The aim of this thesis is to find novel inhibitors of WWP2 by utilising different approaches. The initial approach was to structurally solve WWP2 WW domains that reside within different isoforms and investigate substrate-based peptide interactions. Using structural analysis by NMR spectroscopy, the solved structure of WW4 is reported here. NMR titrations were used for interaction analysis of WW1 and WW1-2 domains, with substrate-based peptides, to aid peptide-based inhibitor design and characterise the selectivity of the WW domains.
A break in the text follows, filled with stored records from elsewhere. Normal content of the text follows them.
Issue #67, opened 2019-10-27
Connection from client not reestablished when server restarts using DTLS


hjames9:
Using server from this example:
https://github.com/go-ocf/go-coap/blob/master/examples/dtls/server/main.go
i.e. "go run main.go"

And slightly modified client to continuously call coap.Get() every 3 seconds to send/receive data
https://github.com/go-ocf/go-coap/blob/master/examples/dtls/client/main.go
```
    co, err := coap.DialDTLS("udp", "localhost:5688", &dtls.Config{
        PSK: func(hint []byte) ([]byte, error) {
            fmt.Printf("Server's hint: %s \n", hint)
            return []byte{0xAB, 0xC1, 0x23}, nil 
        },
        PSKIdentityHint: []byte("Pion DTLS Server"),
        CipherSuites:    []dtls.CipherSuiteID{dtls.TLS_PSK_WITH_AES_128_CCM_8},
    })  
    if err != nil {
        log.Fatalf("Error dialing: %v", err)
    }   
    for {
        path := "/a"
        if len(os.Args) > 1 { 
            path = os.Args[1]
        }
        resp, err := co.Get(path)
        if err != nil {
            log.Fatalf("Error sending request: %v", err)
        }

        log.Printf("Response payload: %v", resp.Payload())
        time.Sleep(3 * time.Second)
    }
```

If I restart the server process, the client never recovers and detects that the Get() fails.  Get() blocks indefinitely and you're never able to determine that the connection fails and attempt to reestablish it via Dial().  I'm unsure if I'm missing something, but what's the best practice to follow in this scenario?

hjames9:
Another issue (related, but problem with the server instead of the client).  When a server goes down and comes back, with a client being unaware and continues to send messages, the coap.ListenAndServeDTLS() on the server returns with failure "cannot serve tcp: cannot accept connections: dtls: The connection timed out during the handshake"

If you attempt to call coap.ListenAndServeDTLS() on the same port, after it returns, it fails binding the port:  "cannot listen and serve: cannot create new dtls listener: listen udp :5688: bind: address already in use"

Looks like two issues.
1. Doesn't seem like ListenAndServerDTLS() should return failure if one client happens to be in a different state and is sending messages (perhaps the handshaking process shouldn't be triggered at all here?)
2. If/When ListenAndServerDTLS() does return, it doesn't seem as if it's properly cleaning up the port it's listening on.

jkralik:
Hi

[...]

PR #122, opened 2020-05-06
V2

jkralik:
- protocols are separated to packages
- observe work's natively (https://github.com/go-ocf/go-coap/issues/12, https://github.com/go-ocf/go-coap/issues/99)
- support's separate message
- don't propagate reset message to client(https://github.com/go-ocf/go-coap/issues/110)
- body as ReadSeeker for easy transfer files
- ability to set source port (https://github.com/go-ocf/go-coap/issues/90)
- (un)marshal udp/tcp coap message without allocation
- added support for middleware to mux #73

PR #123, opened 2020-05-11
Add callback for errors occurring from listeners and fix DTLS accept loop from exiting

hjames9:
@jkralik As per issue #67, implemented callbacks into listeners to return back error messages on any failures.  Also fixed a bug where the DTLS accept loop would exit if a single session has a handshake failure

### DIFF
--- a/dtls_test.go
+++ b/dtls_test.go
@@ -128,11 +128,17 @@ func TestRSACerts(t *testing.T) {
 		ClientAuth:           dtls.RequireAnyClientCert,
 	}
 
+	listenerErrorHandler := func(err error) bool {
+		fmt.Fprintf(os.Stderr, "Listener error occurred: %v", err)
+		return true
+	}
+
 	s := &Server{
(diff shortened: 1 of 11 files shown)


hjames9:
@jkralik Let me know if this interface for the listener error callback suits you, happy to change it if you'd prefer something different.  Thanks!

jkralik:
Hi @hjames9 . 

Thx for contributing! I will accept your whole PR to V0 but for V2(#122 ) I will take only part of  `fix DTLS accept loop from exiting`, because I cleaned up API and Listener is a argument of Serve function: https://github.com/go-ocf/go-coap/blob/84c337551b2ae0f96ad86b7d0ca1c5ca776bf628/dtls/server.go#L152  and you can wrap `DTLSListener.AcceptWithContext`  as it is needed.

V2: is still under progress but in near future it will be merged to master.

hjames9:
@jkralik Thanks a lot, makes perfect sense

PR #132, opened 2020-06-16
fix of close sessions

jkralik:
- addOnClose addOnRun with mutex
- handle ctx.Done in udp client/server

### DIFF
--- a/udp/session.go
+++ b/udp/session.go
@@ -18,12 +18,12 @@ type Session struct {
 	raddr          *net.UDPAddr
 	maxMessageSize int
 
+	mutex   sync.Mutex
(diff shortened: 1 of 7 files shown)


udp/session.go
```diff
@@ -47,16 +47,47 @@ func (s *Session) Done() <-chan struct{} {
 }
 
 func (s *Session) AddOnClose(f EventFunc) {
+	s.mutex.Lock()
+	defer s.mutex.Unlock()
 	s.onClose = append(s.onClose, f)
 }
 
 func (s *Session) AddOnRun(f EventFunc) {
```
cizmazia, line 55: Remove if redundant

PR #149, opened 2020-08-05
fix: use loop index to calculate used length of options

jdbruijn:
The wrong index variable in the loop was used, potentially causing not enough bytes allocated for the next cycle of the mux options conversion.

### DIFF
--- a/message/options.go
+++ b/message/options.go
@@ -536,7 +536,7 @@ func (options Options) ResetOptionsTo(buf []byte, in Options) (Options, int, err
 	for idx, o := range in {
 		if len(buf) < len(o.Value) {
 			for i := idx; i < len(in); i++ {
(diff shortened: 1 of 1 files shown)


jkralik:
Thx for contributing. 👍

jkralik:
I will grant you write access to go-ocf/go-coap.

jdbruijn:
Thanks for the quick processing!

> I will grant you write access to go-ocf/go-coap.

Thanks. Just to check what the intention with this is, is this so next time I can create a separate branch here and do my fixes there? If not please let me know how you expect me to work in here.

jkralik:
> Just to check what the intention with this is, is this so next time I can create a separate branch here and do my fixes there.
Precisely

PR #152, opened 2020-08-19
rename go-ocf to plgd-dev

jkralik:


cizmazia (approved):

jkralik:
There was legal issue with OCF (open connectivity foundation). We implemented spec https://openconnectivity.org/specs/OCF_Cloud_API_For_Cloud_Services_Specification_v2.2.0.pdf but they couldn't announce it as reference implemenatation, because they are not responsible for go-ocf. So they ask us to rename go-ocf(gocf). We had lot's of discussion with their layers but only acceptable way was the rename.

PR #174, opened 2020-10-26
Make DTLS Peer Certificates Available

### LINKED ISSUE #134: DTLS peer certificates
I noted that in v2.0.2 I can't get the peer certificates any more, which were added in #115. Am I just looking in the wrong place (`responseWriter.Client()`) or was that code removed somewhere in v2.0.1 ?

cristovao-trevisan:
Hello and thanks for the awesome work,

I'm building an IOT project, using COAP, and decided to use client certificates for auth (PKI).
As I understand, being able to read the client certificate for each connection is a must for everyone using PKI for auth.

As per #134, I added the option to set a context value (which can be the peer certificate), as well as a way to get read the certificate (using `WithOnNewClientConn`). I've done this only for DTLS and UDP (because UDP shares interfaces with DTLS), not for TCP or TLS (as I'm not using TCP).

Also added an example for PKI (with both server and client), as well as a markdown with instructions to create the certificates using openssl.

closes #134 

PS.: I understand that the example parses the certificate twice (once inside pion/dtls and other in the example code), and I'm not sure how expensive this operation is, so I just leave as it is.


cristovao-trevisan:
The *GitGuardian Security Checks* doesn't seem to like the certificate files used in the example and test. Any advice on how to fix this?

udp/session.go
```diff
@@ -41,6 +41,10 @@ func NewSession(
 	}
 }
 
+func (s *Session) SetContextValue(key interface{}, val interface{}) {
+	s.ctx = context.WithValue(s.ctx, key, val)
```
jkralik, line 45: Before `s.ctx` variable points to same address for whole time, with the new feature we need to guarded with lock.
eg `s.ctx` as atomic.Value

dtls/server.go
```diff
@@ -36,7 +37,7 @@ type GoPoolFunc = func(func()) error
 
 type BlockwiseFactoryFunc = func(getSendedRequest func(token message.Token) (blockwise.Message, bool)) *blockwise.BlockWise
 
-type OnNewClientConnFunc = func(cc *client.ClientConn)
+type OnNewClientConnFunc = func(cc *client.ClientConn, dtlsConn *dtls.Conn)
```
jkralik, line 40: Pls add comment that `dtlsConn *dtls.Conn` below to `client.ClientConn` and `dtlsConn.Close()` is forbidden -> cause panic for duplicity close.

jkralik:
Hi. Thanks for contributing. I want to add it but some changes i want to propose.

- _GitGuardian Security Checks_ it is better when you generate certificates than commit them to the repository.
- pls could extends tcp and tcp-tls because similar feature I need too :), I want to used it in https://github.com/plgd-dev/cloud/tree/master/coap-gateway

dtls/session.go
```diff
@@ -71,6 +71,10 @@ func (s *Session) Context() context.Context {
 	return s.ctx
 }
 
+func (s *Session) SetContextValue(key interface{}, val interface{}) {
```
jkralik, line 74: Before s.ctx variable points to same address for whole time, with the new feature we need to guarded with lock.
eg s.ctx as atomic.Value

cristovao-trevisan:
- I'm not familiar with `atomic.Value`, but all the session structs had a mutex, so I used it to guard it.
- Added similar functionality to TCP (and TLS), with test
- Removed the openssl generated certificates and keys in favor of golang generated ones (reason for the forced push)

cristovao-trevisan:
ping @jkralik

jkralik (commented):
I created new PR( #175 ) where I solved concurrent access to session.ctx. Thx for contributing - it is very nice feature !

cristovao-trevisan:
Thanks for everything. Any plans for when to make a new release?

jkralik:
Yes. I released [v2.1.0](https://github.com/plgd-dev/go-coap/releases/tag/v2.1.0) .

The other strategy involved small molecule screening to find inhibitors of WWP2-FL activity. Results presented here identify potential inhibitors with IC50 values below 3 μM. Counter screening against other enzymes in the ubiquitination cascade was also carried out to investigate the selectivity of the hit compounds. A total of 5 final compounds were successfully identified as selective, making them attractive for further investigations. Overall, the data collected in this thesis can be used in further understanding WWP2 interactions and for structure-based/hit-to-lead development for novel inhibitory molecules as potential prostate cancer therapeutics.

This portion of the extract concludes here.